RNA Sequencing (KYSE450SLC8A1KO vs KYSE450WT)

The data uploaded herein represents the transcriptomic sequencing results from the human esophageal squamous cell carcinoma cell line KYSE450, specifically comparing SLC8A1-knockout cells (KYSE450SLC8A1KO) with wild-type controls (KYSE450WT). The data generation process began with the separate cultivation of KYSE450SLC8A1KO and KYSE450WT cells until they reached a specific growth state. Qualified RNA samples were used to construct sequencing libraries, involving steps such as RNA fragmentation, cDNA synthesis, end repair, addition of A-tails, and adapter ligation. Finally, high-throughput sequencing was performed using the Illumina platform, generating a large volume of short-read sequence data.The data processing and analysis workflow started with quality control of the raw sequencing data (in .fastq format). Tools such as Fastp were employed to remove low-quality bases, adapter sequences, and ambiguous reads, thereby obtaining high-quality clean reads. Subsequently, these clean reads were aligned to the human reference genome using alignment software. After alignment, tools like featureCounts or HTSeq-count were used to count the number of reads mapping to each gene or transcript, thereby quantifying gene expression levels and generating a gene expression matrix. This matrix records the read counts (Read Count) for each gene within each sample and was ultimately organized and saved in .xls format.
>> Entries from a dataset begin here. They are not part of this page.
PR #35735, opened 2021-09-14
[Auto Parallel] Generalization for Partition and Completion

JZ-LIANG:
### PR types
Function optimization

### PR changes
OPs

### Describe
- add default dist op to allow each op to handle all communications it need by its dist op, therefore we could remove the "Data Parallel"(grad sync comm) & "Tensor Parallel"(parallel matmul allreduce comm) logic in Auto Parallelism.
- make a mapping for op in forward segment to corresponding op in backward & update segment, which will make the auto completion for backward & update more robust.
- revise and generalize the auto completion logic for backward, update and startup program, which allows later module to access distribute attribute information in this part.
- unify the forward and backward API of dist op.
- revise the unitest for parallelizer to truly guard the logic of communication initialization.
- revise the unitest for reshard to allow more general communication op order.
- bugfix for namemapping bug in dist embedding op


python/paddle/distributed/auto_parallel/context.py
```diff
@@ -429,3 +429,77 @@ def _get_data_parallel_info(self):
     def _get_model_parallel_info(self):
         # This function is a hard code, and will be obsoleted in the future
         return self._model_parallel_axis, self._process_mesh
+
+
+class DistOpContext:
```
aoyulong: Please consider to merge the function of DistOpContext into the DistributedContext. At the beginning, we can keep our classes as less as possible. In the future, we can split a large class into several classes to represent different abstract concepts.

python/paddle/distributed/auto_parallel/operators/dist_default.py
```diff
@@ -0,0 +1,96 @@
...
+from ..utils import compute_compatible_and_update_dim_mapping
+from paddle.fluid import core, unique_name
+from paddle.fluid.framework import in_dygraph_mode
+from paddle.fluid.framework import Program, Parameter, Variable, program_guard
+from paddle.fluid.data_feeder import check_variable_and_dtype, check_dtype
+from ..process import new_process_group
+from ..utils import _get_comm_group
+
+
+class DistributedDefault(DistributedOperator):
```
aoyulong, line 35: Please rename DistributedDefault to DistributedDefaultOperator or DistributedDefaultOp since DistributedDefault is a little ambiguous.

python/paddle/distributed/auto_parallel/operators/dist_default.py
```diff
@@ -0,0 +1,96 @@
...
+    def is_output_compatible(self, op_dist_attr):
+        raise NotImplementedError("Please Implement this method.")
+
+    def update_dims_mapping(self, op_dist_attr):
+        raise NotImplementedError("Please Implement this method.")
+
+    @staticmethod
+    def forward(ctx, *args, **kwargs):
+
+        dst_block = ctx.get_dst_main_program().global_block()
```
aoyulong: To get dst_block, we must first call get_dst_main_program. Can we directly to store the dst_block in the context? If we can, the dist op developers don't need to know the dst_main_program concept.

python/paddle/distributed/auto_parallel/operators/dist_default.py
```diff
@@ -0,0 +1,96 @@
...
+        src_op = ctx.get_cur_src_op()
+        varname_mapping = ctx.get_varname_mapping()
```
aoyulong: Varname_mapping is not used in this function.

python/paddle/distributed/auto_parallel/operators/dist_default.py
```diff
@@ -0,0 +1,96 @@
...
+            assert output_name in kwargs, "input [{}] is not given".format(
+                output_name)
+            assert len(kwargs[output_name]) == len(
+                src_op.desc.output(output_name)
+            ), "number of tensor for input [{}] is not match".format(
+                output_name)
+
+        # replicate op in dist program
+        dist_op_desc = dst_block.desc.append_op()
+        dist_op_desc.copy_from(src_op.desc)
```
aoyulong, line 91: Please check the id of the new dist_op after copy_from src_op.desc. And think whether the relationship of the id of the new dist_op and the id of the src_op is OK.

python/paddle/distributed/auto_parallel/operators/dist_embedding.py
```diff
@@ -102,118 +102,107 @@ def update_dims_mapping(self, op_dist_attr):
...
-            return static_handle
+            relative_idx = rank_id % num_partition
+
+        per_part_size = Weight_var.shape[0]
+        relative_idx = relative_idx * per_part_size
+
+        # TODO caculate ring id 
+        model_parallel_axis, process_mesh = op_dist_attr.get_owner_context(
+        )._get_model_parallel_info()
+        group_ranks = _get_comm_group(process_mesh.process_group,
```
aoyulong: Can the  _get_comm_group function become a member function of ProcessMesh？Since the first arguments are related to the same ProcessMesh object.

Aurelius84 (dismissed):
LGTM for modification in `append_backward`

XieYunshen (approved):
LGTM for `list(REMOVE_ITEM TEST_OPS test_auto_parallel_parallelizer)`
单测修改为多卡，只有GPU环境下需要执行

TCChenlong (approved):

python/paddle/distributed/auto_parallel/operators/dist_default.py
JZ-LIANG: recorded, will create a new bugfix pr to fixe it.

python/paddle/distributed/auto_parallel/operators/dist_default.py
JZ-LIANG: yes, it will be a problem that the serial op and its correspond dist op share the same id, it is ok for current cases. but we need redesign here later.

XiaoguangHu01 (approved):
LG API

raindrops2sea (approved):

PR #35769, opened 2021-09-15
fix py api for paddle.inference.contrib.utils

shangzhizhou:
### PR types
Others

### PR changes
APIs

### Describe
fix python api "paddle.inference.contrib.utils"


jiweibo (approved):
LGTM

The uploaded data files primarily consist of this gene expression matrix, encompassing expression data from two samples (KYSE450SLC8A1KO and KYSE450WT). The data covers changes in gene expression levels across the entire genome. Temporal and spatial resolution are not applicable, as this is an in vitro cell line study. This dataset provides a foundation for studying the regulatory role of the SLC8A1 gene in esophageal squamous cell carcinoma and facilitates subsequent analyses such as differential expression analysis and pathway enrichment.